• Task
Each record below needs to be set down again exactly.
-------- Dataset excerpts
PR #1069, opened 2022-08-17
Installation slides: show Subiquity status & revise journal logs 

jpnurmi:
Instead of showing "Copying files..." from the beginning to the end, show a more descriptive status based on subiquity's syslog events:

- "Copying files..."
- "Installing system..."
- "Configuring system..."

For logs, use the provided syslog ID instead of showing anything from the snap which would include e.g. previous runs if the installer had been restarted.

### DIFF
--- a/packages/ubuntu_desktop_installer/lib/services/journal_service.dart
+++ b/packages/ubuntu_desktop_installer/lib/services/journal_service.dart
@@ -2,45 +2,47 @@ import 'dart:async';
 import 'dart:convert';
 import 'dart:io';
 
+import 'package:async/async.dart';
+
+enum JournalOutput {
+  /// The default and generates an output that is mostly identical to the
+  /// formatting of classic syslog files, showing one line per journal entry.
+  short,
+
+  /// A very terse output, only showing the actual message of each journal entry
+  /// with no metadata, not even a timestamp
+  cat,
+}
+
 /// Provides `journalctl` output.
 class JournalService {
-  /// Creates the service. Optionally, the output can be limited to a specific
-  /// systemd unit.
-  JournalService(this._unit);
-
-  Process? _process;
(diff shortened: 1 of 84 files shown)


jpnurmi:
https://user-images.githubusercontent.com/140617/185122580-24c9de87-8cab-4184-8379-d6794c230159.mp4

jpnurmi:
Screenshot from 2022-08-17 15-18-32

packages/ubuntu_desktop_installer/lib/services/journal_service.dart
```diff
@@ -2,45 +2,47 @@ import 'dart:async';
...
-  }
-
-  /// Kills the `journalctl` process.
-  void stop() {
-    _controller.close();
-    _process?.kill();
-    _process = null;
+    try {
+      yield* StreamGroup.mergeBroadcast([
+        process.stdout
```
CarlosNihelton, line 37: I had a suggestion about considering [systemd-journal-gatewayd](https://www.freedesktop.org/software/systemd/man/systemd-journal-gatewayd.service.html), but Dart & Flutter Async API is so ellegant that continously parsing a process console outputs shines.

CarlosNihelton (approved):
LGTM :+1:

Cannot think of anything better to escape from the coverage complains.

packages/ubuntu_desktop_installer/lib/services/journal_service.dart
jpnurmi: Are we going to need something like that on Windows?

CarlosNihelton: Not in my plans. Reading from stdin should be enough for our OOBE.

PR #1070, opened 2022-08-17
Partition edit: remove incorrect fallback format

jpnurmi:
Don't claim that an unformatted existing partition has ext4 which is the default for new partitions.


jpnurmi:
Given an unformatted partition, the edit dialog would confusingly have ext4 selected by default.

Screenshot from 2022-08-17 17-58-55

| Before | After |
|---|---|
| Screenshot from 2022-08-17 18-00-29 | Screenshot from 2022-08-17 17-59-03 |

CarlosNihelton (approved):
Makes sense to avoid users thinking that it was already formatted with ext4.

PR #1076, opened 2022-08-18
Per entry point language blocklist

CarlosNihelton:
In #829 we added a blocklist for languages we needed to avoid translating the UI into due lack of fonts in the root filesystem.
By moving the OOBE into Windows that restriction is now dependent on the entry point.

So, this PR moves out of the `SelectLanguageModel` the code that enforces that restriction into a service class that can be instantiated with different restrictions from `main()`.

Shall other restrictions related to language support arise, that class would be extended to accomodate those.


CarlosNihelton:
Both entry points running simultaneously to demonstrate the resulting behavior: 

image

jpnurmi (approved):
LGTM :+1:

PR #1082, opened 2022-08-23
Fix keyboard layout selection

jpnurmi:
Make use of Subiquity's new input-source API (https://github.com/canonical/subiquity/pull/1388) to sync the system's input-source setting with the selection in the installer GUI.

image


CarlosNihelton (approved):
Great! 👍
----------------
• Result
PR #1069, opened 2022-08-17
Installation slides: show Subiquity status & revise journal logs 

jpnurmi:
Instead of showing "Copying files..." from the beginning to the end, show a more descriptive status based on subiquity's syslog events:

- "Copying files..."
- "Installing system..."
- "Configuring system..."

For logs, use the provided syslog ID instead of showing anything from the snap which would include e.g. previous runs if the installer had been restarted.

### DIFF
--- a/packages/ubuntu_desktop_installer/lib/services/journal_service.dart
+++ b/packages/ubuntu_desktop_installer/lib/services/journal_service.dart
@@ -2,45 +2,47 @@ import 'dart:async';
 import 'dart:convert';
 import 'dart:io';
 
+import 'package:async/async.dart';
+
+enum JournalOutput {
+  /// The default and generates an output that is mostly identical to the
+  /// formatting of classic syslog files, showing one line per journal entry.
+  short,
+
+  /// A very terse output, only showing the actual message of each journal entry
+  /// with no metadata, not even a timestamp
+  cat,
+}
+
 /// Provides `journalctl` output.
 class JournalService {
-  /// Creates the service. Optionally, the output can be limited to a specific
-  /// systemd unit.
-  JournalService(this._unit);
-
-  Process? _process;
(diff shortened: 1 of 84 files shown)


jpnurmi:
https://user-images.githubusercontent.com/140617/185122580-24c9de87-8cab-4184-8379-d6794c230159.mp4

jpnurmi:
Screenshot from 2022-08-17 15-18-32

packages/ubuntu_desktop_installer/lib/services/journal_service.dart
```diff
@@ -2,45 +2,47 @@ import 'dart:async';
...
-  }
-
-  /// Kills the `journalctl` process.
-  void stop() {
-    _controller.close();
-    _process?.kill();
-    _process = null;
+    try {
+      yield* StreamGroup.mergeBroadcast([
+        process.stdout
```
CarlosNihelton, line 37: I had a suggestion about considering [systemd-journal-gatewayd](https://www.freedesktop.org/software/systemd/man/systemd-journal-gatewayd.service.html), but Dart & Flutter Async API is so ellegant that continously parsing a process console outputs shines.

CarlosNihelton (approved):
LGTM :+1:

Cannot think of anything better to escape from the coverage complains.

packages/ubuntu_desktop_installer/lib/services/journal_service.dart
jpnurmi: Are we going to need something like that on Windows?

CarlosNihelton: Not in my plans. Reading from stdin should be enough for our OOBE.

PR #1070, opened 2022-08-17
Partition edit: remove incorrect fallback format

jpnurmi:
Don't claim that an unformatted existing partition has ext4 which is the default for new partitions.


jpnurmi:
Given an unformatted partition, the edit dialog would confusingly have ext4 selected by default.

Screenshot from 2022-08-17 17-58-55

| Before | After |
|---|---|
| Screenshot from 2022-08-17 18-00-29 | Screenshot from 2022-08-17 17-59-03 |

CarlosNihelton (approved):
Makes sense to avoid users thinking that it was already formatted with ext4.

PR #1076, opened 2022-08-18
Per entry point language blocklist

CarlosNihelton:
In #829 we added a blocklist for languages we needed to avoid translating the UI into due lack of fonts in the root filesystem.
By moving the OOBE into Windows that restriction is now dependent on the entry point.

So, this PR moves out of the `SelectLanguageModel` the code that enforces that restriction into a service class that can be instantiated with different restrictions from `main()`.

Shall other restrictions related to language support arise, that class would be extended to accomodate those.


CarlosNihelton:
Both entry points running simultaneously to demonstrate the resulting behavior: 

image

jpnurmi (approved):
LGTM :+1:

PR #1082, opened 2022-08-23
Fix keyboard layout selection

jpnurmi:
Make use of Subiquity's new input-source API (https://github.com/canonical/subiquity/pull/1388) to sync the system's input-source setting with the selection in the installer GUI.

image


CarlosNihelton (approved):
Great! 👍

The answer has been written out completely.